──────── Dataset excerpts ────────

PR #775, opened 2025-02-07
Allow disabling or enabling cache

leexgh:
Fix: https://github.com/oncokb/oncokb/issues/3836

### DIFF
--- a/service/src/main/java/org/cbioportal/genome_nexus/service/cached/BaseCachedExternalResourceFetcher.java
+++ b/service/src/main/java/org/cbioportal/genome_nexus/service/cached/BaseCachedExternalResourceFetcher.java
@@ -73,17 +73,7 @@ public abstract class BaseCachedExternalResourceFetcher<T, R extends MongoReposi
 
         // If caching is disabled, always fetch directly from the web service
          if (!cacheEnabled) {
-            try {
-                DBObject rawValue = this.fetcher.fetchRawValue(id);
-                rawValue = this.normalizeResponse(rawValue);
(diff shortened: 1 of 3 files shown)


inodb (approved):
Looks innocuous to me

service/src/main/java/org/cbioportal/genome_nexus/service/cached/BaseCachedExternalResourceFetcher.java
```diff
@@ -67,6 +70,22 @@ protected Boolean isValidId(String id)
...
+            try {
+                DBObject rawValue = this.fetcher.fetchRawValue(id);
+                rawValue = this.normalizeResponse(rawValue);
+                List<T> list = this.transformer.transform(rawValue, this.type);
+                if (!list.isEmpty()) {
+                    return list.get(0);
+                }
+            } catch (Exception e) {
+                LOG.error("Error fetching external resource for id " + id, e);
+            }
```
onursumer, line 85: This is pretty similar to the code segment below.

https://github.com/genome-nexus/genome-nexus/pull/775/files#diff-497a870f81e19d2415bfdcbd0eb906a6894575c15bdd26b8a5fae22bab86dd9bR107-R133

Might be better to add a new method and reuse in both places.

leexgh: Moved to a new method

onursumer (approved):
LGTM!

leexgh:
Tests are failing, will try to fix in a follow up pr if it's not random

────────
──────── Dataset excerpts ────────

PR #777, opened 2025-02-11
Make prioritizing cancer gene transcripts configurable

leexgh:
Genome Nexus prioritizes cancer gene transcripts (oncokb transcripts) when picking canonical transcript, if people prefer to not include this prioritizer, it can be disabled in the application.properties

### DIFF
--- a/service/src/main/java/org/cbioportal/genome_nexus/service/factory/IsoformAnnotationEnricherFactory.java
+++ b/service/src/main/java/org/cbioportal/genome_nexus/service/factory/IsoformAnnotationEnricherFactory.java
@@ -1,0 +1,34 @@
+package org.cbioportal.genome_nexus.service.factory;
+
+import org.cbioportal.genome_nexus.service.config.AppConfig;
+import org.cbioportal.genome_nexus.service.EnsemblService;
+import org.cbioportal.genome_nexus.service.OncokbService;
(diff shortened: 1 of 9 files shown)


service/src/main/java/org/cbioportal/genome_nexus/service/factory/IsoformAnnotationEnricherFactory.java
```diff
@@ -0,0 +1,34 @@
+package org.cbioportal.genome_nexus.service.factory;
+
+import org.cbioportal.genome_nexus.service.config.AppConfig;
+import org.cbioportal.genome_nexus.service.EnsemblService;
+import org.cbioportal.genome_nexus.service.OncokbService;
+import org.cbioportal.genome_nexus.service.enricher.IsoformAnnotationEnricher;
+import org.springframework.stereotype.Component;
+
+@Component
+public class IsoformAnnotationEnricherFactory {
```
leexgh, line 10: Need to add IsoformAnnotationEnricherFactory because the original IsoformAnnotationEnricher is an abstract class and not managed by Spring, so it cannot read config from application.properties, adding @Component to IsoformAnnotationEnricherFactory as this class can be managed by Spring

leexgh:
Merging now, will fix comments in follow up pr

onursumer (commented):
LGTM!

────────

- Your instructions: All that is needed is the exact run of lines above from the line containing "the web service" through the line containing "Tests are failing, will", both of them included.

- Written response:
         // If caching is disabled, always fetch directly from the web service
          if (!cacheEnabled) {
-            try {
-                DBObject rawValue = this.fetcher.fetchRawValue(id);
-                rawValue = this.normalizeResponse(rawValue);
(diff shortened: 1 of 3 files shown)


inodb (approved):
Looks innocuous to me

service/src/main/java/org/cbioportal/genome_nexus/service/cached/BaseCachedExternalResourceFetcher.java
```diff
@@ -67,6 +70,22 @@ protected Boolean isValidId(String id)
...
+            try {
+                DBObject rawValue = this.fetcher.fetchRawValue(id);
+                rawValue = this.normalizeResponse(rawValue);
+                List<T> list = this.transformer.transform(rawValue, this.type);
+                if (!list.isEmpty()) {
+                    return list.get(0);
+                }
+            } catch (Exception e) {
+                LOG.error("Error fetching external resource for id " + id, e);
+            }
```
onursumer, line 85: This is pretty similar to the code segment below.

https://github.com/genome-nexus/genome-nexus/pull/775/files#diff-497a870f81e19d2415bfdcbd0eb906a6894575c15bdd26b8a5fae22bab86dd9bR107-R133

Might be better to add a new method and reuse in both places.

leexgh: Moved to a new method

onursumer (approved):
LGTM!

leexgh:
Tests are failing, will try to fix in a follow up pr if it's not random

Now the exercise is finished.